Complete bull. Wonder why none of these scholars in the acedemic peer reviewers recognized the gross error on the input data? MTO stats for 2016 show 1631 injuries for 220,000 registered motorcycles, or 727/100,0000 registered motorcycles. That's about 3 times less than the noted study which lists the number at 2194/100K registrations - a discrepency worth investigating I would think.
Do these people get paid to do this?
see MTO results at : http://www.mto.gov.on.ca/english/publications/pdfs/preliminary-2016-orsar-selected-statistics.pdf.
Gah, typed out a big reply and internal server error 500 threw it out for me.
TLDR: ORSAR looks mainly at police and coroner reports and for beginning of 2007 to end of 2012, MC injuries totaled 10,211. Academic report shows 26,831 injuries. Some of the difference of could easily be explained by crashes that police never knew about. Are almost 2/3 of MC injuries in crashes unreported to police? That seems high.

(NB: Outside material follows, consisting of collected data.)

PR #3370, opened 2025-04-28
Remove idp_userid and use sub instead

seeker25:


seeker25:
1. Checking the prod auth database before merging
2. Checking with OPS to make sure they don't delete out of keycloak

Statscan shows 153K to 210K MC registrations during that period. The primary reason for the huge discrepancy in injuries/100K vehicles between the study and your quick math (and a detailed look at previous ORSAR data) is the study attributed many more injuries to MC. I would be inclined to think that triage nurses will capture a realistic cause of injury and therefore the study is more accurate?